We were put in groups. Like cattle. Awaiting our chance to sing. I was terrified. Some guy kept moving us around and changing what group we were in and lots were let go – not even a thank you and then it was my turn to audition.
“NEXT!” Yeah you dreamy eyes!
Where was all the magic? I wondered as I handed over my sweat dampened sheet music from under my shirt to the pianist who, stifling a yawn, seemed bored stiff from hearing what sounded like bits of every song ever written.
Petrified but fighting the feeling every step of the way I with a clear and firm voice stated my name and age – so far so good – adding my aspirations at winning the role I was here to win and that my Aunt Fanny who lived in Fort Lee had the highest of hopes…
“Please. Young man. Just sing.” The mature and deeply resonant voice emanated from the darkness of the theater.
Yes, sir. Sorry. Thank you. I nodded at sleepy eyes to once again begin my intro.
And so we began. But something was off. It just didn’t sound like the recording. It was way different. But I started to sing anyway and it was worse. “Can we start over? Please.”
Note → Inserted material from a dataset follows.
PR #1363, opened 2026-09-18
docs(design): correct tag-aggregation design doc after #14089's review cycle

hanahmily:
## Summary

Implementing and reviewing time-bucket grouping (apache/skywalking#14089, #1362) surfaced three places where the merged [tag aggregation and time bucketing design](docs/design/0.12.0/tag-aggregation/README.md) (#1360) no longer matches what actually shipped:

I guess because I was sixteen and good looking and polite they all were so nice to me and so off we went. “Off” is the operative word here. Sleepy eyes and I were not in tune together and so I asked them if I could sing without the piano which they agreed to which I do not understand to this day why they agreed with so many others impatiently waiting to be next. But they did. And I sang. It felt terrific. All that I thought it would be. Irwin would be proud. Complete silence.
And then I got a very polite “thank you” from that deep resonant voice out there in the dark, retrieved my sheet music, smiled at my pianist and slowly left the theater, out through the stage door, barely holding back tears. And headed straight to the Automat. It was still raining. But I had made it onto a Broadway stage with an unforgettable audition.
HE TAKES A BOW
To wit –
Don’t put the cart before the horse. Do not audition until you are absolutely ready. Let a smile be your umbrella. And remember that a recording can be in a different key than what is on the sheet music where never the twain shall meet.